NDSU has been awarded a $200,000 College Completion Grant from Great Lakes Higher Education Guaranty Corp. to help propel at-risk students to graduation. NDSU is one of 14 two- and four-year colleges in five states that were awarded College Completion Grants.
“NDSU is excited to be working on this project which is consistent with NDSU’s values as a student-focused university. Helping students overcome obstacles to graduation will help meet the workforce needs of North Dakota and this grant is particularly exciting since it focuses on students who are close to graduation,” said Laura Oster-Aaland, associate vice provost for enrollment management.
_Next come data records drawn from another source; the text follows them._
PR #2857, opened 2017-01-27
pmix/ext11 fixes, plugs and rename

ggouaillardet:
- fix compilation issue
- rename pmix/ext11 component into pmix/ext1x
- plugs misc memory leaks


ggouaillardet:
@rhc54 @jjhursey could you please review these ?

the first commit is hopefully a no brainer.

the second fixes a race condition i observe at startup with Open MPI ```master``` and external PMIx ```v1.2```.
i reviewed the code of other branches, and it seems this should be backported to ```v2.0.x``` and ```v2.x``` ```pmix/pmix112``` glue too.

btw, in master, the external component is called ```pmix/ext11``` but it is used for PMIx ```v1.2```.
is this supposed to work ? or should there be yet an other ```pmix/ext12``` component ? if not, could we
rename this ```pmix/ext1x``` in order to avoid this kind of confusion ?

rhc54:
@ggouaillardet we should rename the component in master ext1x as you suggest - there is no integration difference between PMIx v1.1 and v1.2

ggouaillardet:
@rhc54 ok, i will take care of that from Monday
(e.g. merge this PR, PR to the v2 branches and rename the ext11 component)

The grant targets students in their senior year who may face obstacles such as reaching the limit for financial aid, needing extra academic support or encountering difficult life challenges. The grant also focuses on majors in high-demand career fields — human development and family science, business administration or accounting, and computer science or management information systems.
There are three proposed strategies that will help students stay on track to graduation, including proactive advising, financial support and enriched instruction through peer coaching and small-group tutoring.
“We are impressed that NDSU and our other grant recipients critically analyzed their institutional data and then proposed comprehensive plans to help struggling students cross the finish line and begin careers in high-demand fields,” said Richard D. George, president and chief executive officer of Great Lakes. “Given our philanthropic focus on advancing completion, we’re interested to see how these plans can positively impact graduation rates for low-income students, first-generation students and students of color.”
Approximately 200 students per semester are expected to benefit from the grant that began in early January. Grant organizers will start reaching out to eligible students in spring semester 2017. Eligible students in the target majors will have completed more than three-quarters of their degree requirements.